Expliquer le choix des espèces et les stades de développement y afférents.
Le rat constitue un modèle privilégié pour l’étude de la récupération fonctionnelle de la motricité du membre supérieur après lésion cérébrale et implantation de biomatériaux. En effet, la mobilité et la force du membre antérieur représentent des fonctions motrices essentielles, dont la récupération est déterminante pour l’autonomie des patients cérébrolésés dans les activités de la vie quotidienne.
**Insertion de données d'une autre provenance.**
Issue #2038, opened 2018-03-06
Datagrid clrDgSingleSelectedChange can emit wrong values


marcojahn:
**Select one ...**  (check one with "x")
```
[x] bug
[ ] feature request
[ ] enhancement
```

### Expected behavior
When using Datagrid with singleselection on a remote dataset I expect the clrDgSingleSelectedChange not to fire with an NOT existing entry (when the selected entry has been deleted).
Otherwise is would like to have an option to reset the selection (did not figure out a way to do this correctly)

_We are sure that this behaviour has changed within the last weeks because it was working as expected as far as we can say, but didn't have a UI test that has covered this situation (but now have)
The last "known good" behaviour was around 12/2017 // 01/2018_

### Actual behavior
Long story short (please see stackblitz with an implementation reproducing the behaviour).
I describe two scenarios that you can "replay" in the stackblitz example (I output `Date.now()` in the event so that you can see that it is really emited)

#### Scenario 1
1) Init a Datagrid with `[]`
2) Load remote data `ngOnInit() -> Observable.subscribe() -> write data``
3) Grid will emit `clrDgSingleSelectedChange` with `null` (nothing selected)
4) Do NOT select an entry and click "delete an item"
5) The item is removed from the remoteList, the grid is reloaded afterwards
6) Grid will emit `clrDgSingleSelectedChange` with `null` (nothing selected)
* this behaviour does not break our implementation*

#### Scenario 2
Steps 1-3 are the same as in _Scenario 1_
4) Select User ID *9876* and click "delete item" (the last item of the list is always deleted)
5) The item is removed from the remoteList, the grid is reloaded afterwards
6) Grid will emit `clrDgSingleSelectedChange` with `{ "id": "9876", "name": "bar", "mail": "bar@bar.com" }`
*The item that has been deleted (remote) and is not available anymore in the grid is emitted as selected*

### Reproduction of behavior
[working plunker](https://stackblitz.com/edit/clarity-light-theme-v11-d88ddq)

### Environment details

* **Angular version:** 5.2.x

* **Clarity version:** 0.11.5

* **OS and version:** all

* **Browser:** [all]

youdz:
Wow, I see 3 bugs here: 
- The first one is the initial output which should not happen, and was apparently introduced by #1272 where an empty selection is set to `null`. We end up with a bunch of problems because of poor `null` and `undefined` juggling.
[...]

PR #2344, opened 2018-06-06
[ng] Clean up datagrid selection preservation (#2038)

jeeyun:

### DIFF
--- a/src/clr-angular/data/datagrid/datagrid.spec.ts
+++ b/src/clr-angular/data/datagrid/datagrid.spec.ts
@@ -300,7 +300,7 @@ export default function(): void {
 
       describe('Template API', function() {
         it('sets the currentSingle binding', function() {
-          expect(selection.currentSingle).toBeNull();
+          expect(selection.currentSingle).toBeUndefined();
           context.testComponent.selected = 1;
           context.detectChanges();
           expect(selection.currentSingle).toEqual(1);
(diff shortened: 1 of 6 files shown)


src/clr-angular/data/datagrid/datagrid.spec.ts
```diff
@@ -300,17 +301,47 @@ export default function(): void {
...
+          expect(selection.currentSingle).toBeUndefined();
+          context.testComponent.selected = 1;
+          context.detectChanges();
+          expect(selection.currentSingle).toEqual(1);
+          context.testComponent.selected = null;
+          context.detectChanges();
           expect(selection.currentSingle).toBeNull();
+        });
+
+        it('does not emit a change event for initial value of currentSingle that is undefined', function() {
```
gnomeontherun: I think we want to break this up into separate tests.


1. `it does not emit a change event on initialization, before selection`
2. `it does not emit a change event when selecting the same value`
3. `it does not emit a change event when setting selection to undefined if already null, and vice versa`
4. `it emits a change event when changing the selection`

src/clr-angular/data/datagrid/providers/selection.ts
```diff
@@ -39,44 +39,85 @@ export class Selection {
...
+            let newSingle: any;
+            const trackBy: TrackByFunction<any> = this._items.trackBy;
+            let selectionUpdated: boolean = false;
+
+            updatedItems.forEach((item, index) => {
+              const ref = trackBy(index, item);
+              // If one of the updated items is the previously selectedSingle, set it as the new one
+              if (this.prevSingleSelectionRef === ref) {
+                newSingle = item;
+                selectionUpdated = true;
```
gnomeontherun: Ok thinking about the cases here, and I _think_ this is what will happen. In all cases, if you don't select an item and reload the list, then it will not emit (as expected). However, if you select and reload the list, I believe the behaviors are as follows.

1. ngFor, no trackBy (or trackBy index). If you have already selected an item (which is by index), any reloading of the dataset would essentially select the new item at that index regardless if it was the original item or not. Do we address this by always clearing the selection in this case on reload, or is this not a supported use case? 
2. ngFor, trackBy. If you already have selected an item (which is track by the item), and reload the dataset, if the reference exists it will set and emit it again. If the reference doesn't exist, it will do nothing. Outside of the extra emit, this looks correct.
3. clrDgItems, no trackBy (or trackBy index). If you select an item (tracked by index), and you reload, we run into the same problem as 1 where the index will remain stored and it will select the new item at that index and emit it. If the reference doesn't exist (as in the index is larger than the length of the new list), no refs would match and it would be set to `undefined` and emitted. 
4. clrDgItems, trackBy. If you select an item (track by item) and reload, if the reference exists in the new list the ref will match and the selection will be emitted again. If the reference doesn't exist, it is cleared and set to `undefined`. Outside of the extra emit, this looks correct.

So the problems I see:

1. If a new set of items is loaded and the trackBy (index or item) matches an item it will be emitted again (since emit happens in the `currentSingle` setter). Do we have an expectation that the event will _only_ fire when a change actually happens, or is this an acceptable case? I think we can live with it, as a limitation where apps will have to handle possible multiple emits of the same selected value (or it should be an idempotent event handler). 
2. If we have a computed reference that is an index, then reloading the list will automatically set `currentSingle` to the new item at that index (regardless if it is the same item or not). This is a new issue not originally outlined. If you aren't using the smart iterator, then perhaps we should always clear the `currentSingle` value, and if you don't want that behavior then use a trackBy item calculation?

gnomeontherun: Talked with Jeeyun more, while both are quirky cases, they are generally no the ideal case and are best handled with having better documentation about how to use trackBy and selection modes.

src/clr-angular/data/datagrid/datagrid.spec.ts
jeeyun: Will break it up into four tests.

src/clr-angular/data/datagrid/datagrid.spec.ts
```diff
@@ -300,7 +300,7 @@ export default function(): void {
 
       describe('Template API', function() {
         it('sets the currentSingle binding', function() {
-          expect(selection.currentSingle).toBeNull();
+          expect(selection.currentSingle).toBeUndefined();
```
adityarb88: I don't see any changes to the `currentSingle` declaration. How did this test pass before?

De plus, des tests comportementaux validés et adaptés chez le rat permettent d’évaluer l’amplitude des mouvements, la force musculaire ainsi que la sensibilité des membres supérieurs. Enfin, le suivi longitudinal de la progression tissulaire est réalisé grâce à des examens d’imagerie (IRM) non invasifs, indolores et pratiqués sous anesthésie, garantissant le bien-être de l’animal. Pour l’IRM, la taille du cerveau de rat est privilégiée par rapport à la souris. Les expériences sont conduites sur des animaux adultes âgés d’environ 3 mois, ce qui correspond à l’âge adulte chez l’homme et se rapproche de la tranche d’âge à laquelle surviennent majoritairement les AVC ischémiques.